**Data for the task:**
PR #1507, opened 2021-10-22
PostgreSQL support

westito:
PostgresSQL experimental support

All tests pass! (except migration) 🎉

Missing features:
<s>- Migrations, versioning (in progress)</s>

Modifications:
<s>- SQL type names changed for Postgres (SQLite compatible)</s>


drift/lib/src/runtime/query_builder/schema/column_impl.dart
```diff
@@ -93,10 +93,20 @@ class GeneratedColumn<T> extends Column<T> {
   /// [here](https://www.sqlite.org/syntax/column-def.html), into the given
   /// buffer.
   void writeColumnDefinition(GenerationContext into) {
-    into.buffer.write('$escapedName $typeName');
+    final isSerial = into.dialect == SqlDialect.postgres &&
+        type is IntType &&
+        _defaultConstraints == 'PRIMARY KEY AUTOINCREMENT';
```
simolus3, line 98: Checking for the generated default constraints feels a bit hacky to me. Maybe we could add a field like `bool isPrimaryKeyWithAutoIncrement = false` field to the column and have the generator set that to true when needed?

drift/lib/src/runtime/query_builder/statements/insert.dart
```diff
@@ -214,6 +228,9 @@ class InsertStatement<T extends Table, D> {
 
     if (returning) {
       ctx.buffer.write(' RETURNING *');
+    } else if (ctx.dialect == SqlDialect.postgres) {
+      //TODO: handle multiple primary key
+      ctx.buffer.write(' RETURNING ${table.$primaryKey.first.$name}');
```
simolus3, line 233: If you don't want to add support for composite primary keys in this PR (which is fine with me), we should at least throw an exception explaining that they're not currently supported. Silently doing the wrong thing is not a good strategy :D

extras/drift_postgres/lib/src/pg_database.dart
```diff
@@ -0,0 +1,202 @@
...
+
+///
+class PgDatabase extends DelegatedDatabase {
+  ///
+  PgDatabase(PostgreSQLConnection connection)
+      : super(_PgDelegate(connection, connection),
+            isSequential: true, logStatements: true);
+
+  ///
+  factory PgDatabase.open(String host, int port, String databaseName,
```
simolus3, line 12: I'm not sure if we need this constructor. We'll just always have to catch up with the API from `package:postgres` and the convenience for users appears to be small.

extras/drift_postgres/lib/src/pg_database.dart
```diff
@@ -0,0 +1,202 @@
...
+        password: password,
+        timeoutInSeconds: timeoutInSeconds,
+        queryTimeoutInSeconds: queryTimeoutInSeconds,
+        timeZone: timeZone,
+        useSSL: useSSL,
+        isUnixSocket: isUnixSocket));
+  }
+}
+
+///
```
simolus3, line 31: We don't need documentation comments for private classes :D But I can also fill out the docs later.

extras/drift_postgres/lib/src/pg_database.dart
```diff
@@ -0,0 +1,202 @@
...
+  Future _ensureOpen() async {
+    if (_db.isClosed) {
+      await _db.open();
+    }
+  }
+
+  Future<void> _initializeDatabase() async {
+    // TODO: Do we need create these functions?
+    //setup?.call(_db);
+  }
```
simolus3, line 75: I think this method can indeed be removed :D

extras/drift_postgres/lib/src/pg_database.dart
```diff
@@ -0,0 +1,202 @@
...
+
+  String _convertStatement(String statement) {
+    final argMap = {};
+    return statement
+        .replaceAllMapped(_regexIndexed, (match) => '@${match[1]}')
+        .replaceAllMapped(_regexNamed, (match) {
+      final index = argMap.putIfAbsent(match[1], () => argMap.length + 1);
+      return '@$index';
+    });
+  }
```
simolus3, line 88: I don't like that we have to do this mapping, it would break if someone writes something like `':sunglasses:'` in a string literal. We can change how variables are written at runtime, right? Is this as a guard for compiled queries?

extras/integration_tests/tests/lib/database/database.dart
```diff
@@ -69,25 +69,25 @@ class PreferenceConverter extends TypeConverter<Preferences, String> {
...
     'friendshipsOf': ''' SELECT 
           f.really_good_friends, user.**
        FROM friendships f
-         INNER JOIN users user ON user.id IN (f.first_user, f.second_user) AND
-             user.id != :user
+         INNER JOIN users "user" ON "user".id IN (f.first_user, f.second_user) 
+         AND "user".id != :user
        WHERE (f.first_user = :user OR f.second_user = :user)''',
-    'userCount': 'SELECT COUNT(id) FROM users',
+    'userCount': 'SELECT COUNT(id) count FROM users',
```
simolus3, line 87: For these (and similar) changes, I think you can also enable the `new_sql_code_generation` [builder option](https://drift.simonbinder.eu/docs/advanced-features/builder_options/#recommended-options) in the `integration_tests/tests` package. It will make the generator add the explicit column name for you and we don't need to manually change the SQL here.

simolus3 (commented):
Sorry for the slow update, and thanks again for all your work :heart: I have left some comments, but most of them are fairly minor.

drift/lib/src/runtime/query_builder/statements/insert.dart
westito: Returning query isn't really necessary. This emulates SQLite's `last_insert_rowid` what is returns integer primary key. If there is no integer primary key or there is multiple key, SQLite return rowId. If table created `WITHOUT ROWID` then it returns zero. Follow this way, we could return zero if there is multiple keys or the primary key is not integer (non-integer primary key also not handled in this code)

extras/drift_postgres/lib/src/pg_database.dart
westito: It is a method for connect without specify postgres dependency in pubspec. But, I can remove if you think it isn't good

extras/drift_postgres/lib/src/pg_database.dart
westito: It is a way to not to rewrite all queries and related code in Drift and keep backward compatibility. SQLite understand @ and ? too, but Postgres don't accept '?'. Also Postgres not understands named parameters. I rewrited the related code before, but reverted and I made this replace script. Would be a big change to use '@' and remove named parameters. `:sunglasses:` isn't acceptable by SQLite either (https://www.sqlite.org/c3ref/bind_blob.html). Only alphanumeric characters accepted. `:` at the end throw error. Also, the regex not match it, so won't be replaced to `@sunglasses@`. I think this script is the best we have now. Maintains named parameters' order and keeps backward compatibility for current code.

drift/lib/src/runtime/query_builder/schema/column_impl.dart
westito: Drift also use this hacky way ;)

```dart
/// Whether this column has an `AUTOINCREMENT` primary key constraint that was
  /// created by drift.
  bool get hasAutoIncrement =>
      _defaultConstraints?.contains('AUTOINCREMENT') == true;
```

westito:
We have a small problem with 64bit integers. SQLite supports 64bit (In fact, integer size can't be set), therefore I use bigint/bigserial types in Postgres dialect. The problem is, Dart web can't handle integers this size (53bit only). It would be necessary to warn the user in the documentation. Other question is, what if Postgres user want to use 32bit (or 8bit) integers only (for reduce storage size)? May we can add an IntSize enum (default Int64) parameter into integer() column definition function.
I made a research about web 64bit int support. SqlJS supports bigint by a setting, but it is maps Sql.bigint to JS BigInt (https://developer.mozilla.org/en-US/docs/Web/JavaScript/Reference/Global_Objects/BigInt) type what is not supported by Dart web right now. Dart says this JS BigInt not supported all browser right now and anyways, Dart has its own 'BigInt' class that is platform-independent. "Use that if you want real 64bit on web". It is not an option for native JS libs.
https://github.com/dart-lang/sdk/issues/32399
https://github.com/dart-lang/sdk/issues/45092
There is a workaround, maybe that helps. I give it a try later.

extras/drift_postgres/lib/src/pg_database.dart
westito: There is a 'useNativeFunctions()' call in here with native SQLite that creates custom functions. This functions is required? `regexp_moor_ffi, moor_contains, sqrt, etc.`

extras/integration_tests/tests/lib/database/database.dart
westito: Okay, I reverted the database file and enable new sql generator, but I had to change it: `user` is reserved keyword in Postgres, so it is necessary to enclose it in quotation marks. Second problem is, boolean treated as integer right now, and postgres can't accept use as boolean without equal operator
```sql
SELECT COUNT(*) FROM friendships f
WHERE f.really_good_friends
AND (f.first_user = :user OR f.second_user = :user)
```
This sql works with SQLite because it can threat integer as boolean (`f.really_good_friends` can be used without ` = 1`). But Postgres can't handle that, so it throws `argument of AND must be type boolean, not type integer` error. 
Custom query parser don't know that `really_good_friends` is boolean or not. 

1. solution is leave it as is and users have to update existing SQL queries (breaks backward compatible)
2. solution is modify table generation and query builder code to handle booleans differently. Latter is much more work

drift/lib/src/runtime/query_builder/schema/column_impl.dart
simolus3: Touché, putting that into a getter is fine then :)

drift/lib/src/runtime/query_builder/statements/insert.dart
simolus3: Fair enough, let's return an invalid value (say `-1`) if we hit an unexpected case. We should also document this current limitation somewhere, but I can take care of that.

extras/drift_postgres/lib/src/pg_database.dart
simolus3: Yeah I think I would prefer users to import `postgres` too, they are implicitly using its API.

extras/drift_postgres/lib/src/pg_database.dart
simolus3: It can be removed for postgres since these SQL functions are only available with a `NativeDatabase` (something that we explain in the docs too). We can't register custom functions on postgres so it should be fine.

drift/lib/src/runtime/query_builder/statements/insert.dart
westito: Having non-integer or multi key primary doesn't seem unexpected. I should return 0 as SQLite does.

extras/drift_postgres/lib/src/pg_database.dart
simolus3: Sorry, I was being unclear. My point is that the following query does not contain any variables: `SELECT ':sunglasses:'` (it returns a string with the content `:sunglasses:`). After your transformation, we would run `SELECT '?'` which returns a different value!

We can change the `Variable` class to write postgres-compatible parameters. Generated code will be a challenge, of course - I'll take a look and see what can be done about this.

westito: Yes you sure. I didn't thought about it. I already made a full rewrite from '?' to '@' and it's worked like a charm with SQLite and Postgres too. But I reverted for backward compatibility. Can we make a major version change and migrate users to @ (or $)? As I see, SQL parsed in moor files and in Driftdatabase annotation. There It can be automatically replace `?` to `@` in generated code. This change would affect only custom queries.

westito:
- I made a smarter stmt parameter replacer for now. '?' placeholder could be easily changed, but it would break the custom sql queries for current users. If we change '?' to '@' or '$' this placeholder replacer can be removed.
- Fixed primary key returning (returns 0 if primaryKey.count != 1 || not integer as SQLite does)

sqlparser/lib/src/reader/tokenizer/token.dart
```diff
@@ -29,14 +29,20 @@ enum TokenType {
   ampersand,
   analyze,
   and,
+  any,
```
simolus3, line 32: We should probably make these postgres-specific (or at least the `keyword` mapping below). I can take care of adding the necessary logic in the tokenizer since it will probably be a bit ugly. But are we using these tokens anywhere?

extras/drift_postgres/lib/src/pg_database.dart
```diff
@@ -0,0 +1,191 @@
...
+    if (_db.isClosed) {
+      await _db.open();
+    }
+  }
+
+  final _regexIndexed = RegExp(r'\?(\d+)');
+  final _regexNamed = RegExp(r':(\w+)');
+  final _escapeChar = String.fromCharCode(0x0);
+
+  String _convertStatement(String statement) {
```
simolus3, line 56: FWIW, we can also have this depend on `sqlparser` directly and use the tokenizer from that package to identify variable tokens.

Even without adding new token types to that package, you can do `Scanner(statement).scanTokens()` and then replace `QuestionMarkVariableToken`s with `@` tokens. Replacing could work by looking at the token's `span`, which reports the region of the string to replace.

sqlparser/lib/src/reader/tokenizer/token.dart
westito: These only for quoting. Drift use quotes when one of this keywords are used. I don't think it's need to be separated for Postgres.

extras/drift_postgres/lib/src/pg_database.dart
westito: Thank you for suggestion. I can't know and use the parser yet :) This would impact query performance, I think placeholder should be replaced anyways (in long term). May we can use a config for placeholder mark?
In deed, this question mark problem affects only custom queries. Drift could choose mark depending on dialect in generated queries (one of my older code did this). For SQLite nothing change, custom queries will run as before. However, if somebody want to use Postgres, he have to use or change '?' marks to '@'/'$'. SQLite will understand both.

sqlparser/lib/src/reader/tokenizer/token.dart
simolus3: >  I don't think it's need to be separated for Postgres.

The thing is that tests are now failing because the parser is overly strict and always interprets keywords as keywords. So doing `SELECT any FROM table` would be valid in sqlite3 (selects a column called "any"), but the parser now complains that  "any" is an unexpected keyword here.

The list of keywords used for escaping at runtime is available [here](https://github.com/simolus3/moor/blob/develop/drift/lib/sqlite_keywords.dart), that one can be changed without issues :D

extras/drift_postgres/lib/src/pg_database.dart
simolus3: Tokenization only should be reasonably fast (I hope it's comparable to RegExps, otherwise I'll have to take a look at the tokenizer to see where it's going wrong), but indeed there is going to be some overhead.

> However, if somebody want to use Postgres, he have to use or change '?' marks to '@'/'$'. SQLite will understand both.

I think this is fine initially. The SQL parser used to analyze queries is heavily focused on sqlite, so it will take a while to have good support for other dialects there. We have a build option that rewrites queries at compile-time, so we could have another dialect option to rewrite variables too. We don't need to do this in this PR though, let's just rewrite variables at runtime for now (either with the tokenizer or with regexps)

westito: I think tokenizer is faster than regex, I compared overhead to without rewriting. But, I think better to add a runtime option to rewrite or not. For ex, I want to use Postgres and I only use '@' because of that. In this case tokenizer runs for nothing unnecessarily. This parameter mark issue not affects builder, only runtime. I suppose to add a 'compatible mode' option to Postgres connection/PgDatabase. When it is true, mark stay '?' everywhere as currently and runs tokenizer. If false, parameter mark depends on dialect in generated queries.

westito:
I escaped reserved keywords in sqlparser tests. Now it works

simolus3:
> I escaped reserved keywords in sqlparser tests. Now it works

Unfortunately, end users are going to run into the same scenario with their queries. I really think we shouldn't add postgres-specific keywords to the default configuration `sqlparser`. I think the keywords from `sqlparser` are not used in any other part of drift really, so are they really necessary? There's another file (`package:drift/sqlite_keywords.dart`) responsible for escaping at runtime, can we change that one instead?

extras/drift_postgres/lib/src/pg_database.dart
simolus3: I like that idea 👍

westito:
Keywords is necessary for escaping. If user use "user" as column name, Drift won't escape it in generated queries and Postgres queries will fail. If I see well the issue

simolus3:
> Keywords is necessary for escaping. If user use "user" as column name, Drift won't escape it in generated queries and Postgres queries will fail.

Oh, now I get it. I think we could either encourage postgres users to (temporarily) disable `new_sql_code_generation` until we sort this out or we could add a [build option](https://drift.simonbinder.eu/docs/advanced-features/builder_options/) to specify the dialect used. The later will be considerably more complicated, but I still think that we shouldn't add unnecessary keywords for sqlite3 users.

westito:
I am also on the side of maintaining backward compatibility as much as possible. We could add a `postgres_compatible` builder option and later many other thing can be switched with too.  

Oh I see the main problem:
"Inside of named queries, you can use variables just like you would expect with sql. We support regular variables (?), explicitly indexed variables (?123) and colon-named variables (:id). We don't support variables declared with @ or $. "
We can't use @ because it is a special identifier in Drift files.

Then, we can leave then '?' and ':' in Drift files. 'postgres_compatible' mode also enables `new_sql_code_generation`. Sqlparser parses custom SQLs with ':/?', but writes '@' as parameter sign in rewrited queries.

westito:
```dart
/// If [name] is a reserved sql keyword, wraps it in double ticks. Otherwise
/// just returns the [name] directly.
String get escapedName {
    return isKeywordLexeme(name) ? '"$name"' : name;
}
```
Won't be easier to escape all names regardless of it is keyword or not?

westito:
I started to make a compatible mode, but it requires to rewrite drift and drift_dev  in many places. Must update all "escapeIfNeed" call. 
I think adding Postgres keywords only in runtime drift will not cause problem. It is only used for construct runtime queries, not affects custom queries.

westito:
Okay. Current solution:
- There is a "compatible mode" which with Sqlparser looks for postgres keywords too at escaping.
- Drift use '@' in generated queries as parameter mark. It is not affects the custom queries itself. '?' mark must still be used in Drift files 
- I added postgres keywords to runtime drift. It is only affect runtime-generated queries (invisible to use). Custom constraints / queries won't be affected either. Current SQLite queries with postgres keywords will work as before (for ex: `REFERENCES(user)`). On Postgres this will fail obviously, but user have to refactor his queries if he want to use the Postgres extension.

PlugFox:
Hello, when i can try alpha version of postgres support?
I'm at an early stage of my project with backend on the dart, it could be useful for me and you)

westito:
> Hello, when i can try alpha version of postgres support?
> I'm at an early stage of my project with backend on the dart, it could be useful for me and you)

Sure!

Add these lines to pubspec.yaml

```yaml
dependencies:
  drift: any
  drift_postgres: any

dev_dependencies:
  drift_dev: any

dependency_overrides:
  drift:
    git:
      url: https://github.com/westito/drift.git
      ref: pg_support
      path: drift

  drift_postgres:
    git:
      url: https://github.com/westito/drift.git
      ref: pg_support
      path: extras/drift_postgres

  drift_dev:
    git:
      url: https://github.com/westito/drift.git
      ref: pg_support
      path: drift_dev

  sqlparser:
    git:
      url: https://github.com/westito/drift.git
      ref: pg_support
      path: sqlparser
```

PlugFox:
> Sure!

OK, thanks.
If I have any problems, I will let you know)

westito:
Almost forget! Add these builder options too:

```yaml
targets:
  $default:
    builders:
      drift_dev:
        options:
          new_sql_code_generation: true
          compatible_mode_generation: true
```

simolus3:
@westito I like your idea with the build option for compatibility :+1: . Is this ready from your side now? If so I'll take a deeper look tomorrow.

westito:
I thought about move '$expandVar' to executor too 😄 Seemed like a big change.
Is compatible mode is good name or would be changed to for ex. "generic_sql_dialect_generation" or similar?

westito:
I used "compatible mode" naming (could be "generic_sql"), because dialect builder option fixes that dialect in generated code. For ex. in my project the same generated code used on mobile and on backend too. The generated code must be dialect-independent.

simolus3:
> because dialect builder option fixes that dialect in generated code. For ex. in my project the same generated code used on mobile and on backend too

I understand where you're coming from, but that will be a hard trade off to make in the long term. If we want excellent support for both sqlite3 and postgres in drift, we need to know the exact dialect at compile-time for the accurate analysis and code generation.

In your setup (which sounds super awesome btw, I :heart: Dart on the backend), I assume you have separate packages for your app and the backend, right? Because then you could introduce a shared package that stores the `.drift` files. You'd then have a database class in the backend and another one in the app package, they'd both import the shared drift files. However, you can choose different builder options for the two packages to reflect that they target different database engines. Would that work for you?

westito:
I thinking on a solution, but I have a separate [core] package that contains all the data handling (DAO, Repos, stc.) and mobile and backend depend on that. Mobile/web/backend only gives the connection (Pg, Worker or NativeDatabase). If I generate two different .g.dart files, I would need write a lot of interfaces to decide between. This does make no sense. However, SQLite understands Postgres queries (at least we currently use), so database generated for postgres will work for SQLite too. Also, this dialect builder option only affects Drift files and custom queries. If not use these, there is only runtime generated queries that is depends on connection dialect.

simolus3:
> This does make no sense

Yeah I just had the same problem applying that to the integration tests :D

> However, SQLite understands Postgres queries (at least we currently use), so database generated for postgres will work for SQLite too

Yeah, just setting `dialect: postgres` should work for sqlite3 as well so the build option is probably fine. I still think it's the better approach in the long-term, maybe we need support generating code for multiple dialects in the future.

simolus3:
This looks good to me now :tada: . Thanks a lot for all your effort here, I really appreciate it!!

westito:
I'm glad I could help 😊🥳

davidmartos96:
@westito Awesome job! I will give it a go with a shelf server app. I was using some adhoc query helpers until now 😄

**Work to complete:** Every line in the data above that contains "pubspec" needs to be copied.

**Solved problem:**
westito: It is a method for connect without specify postgres dependency in pubspec. But, I can remove if you think it isn't good
Add these lines to pubspec.yaml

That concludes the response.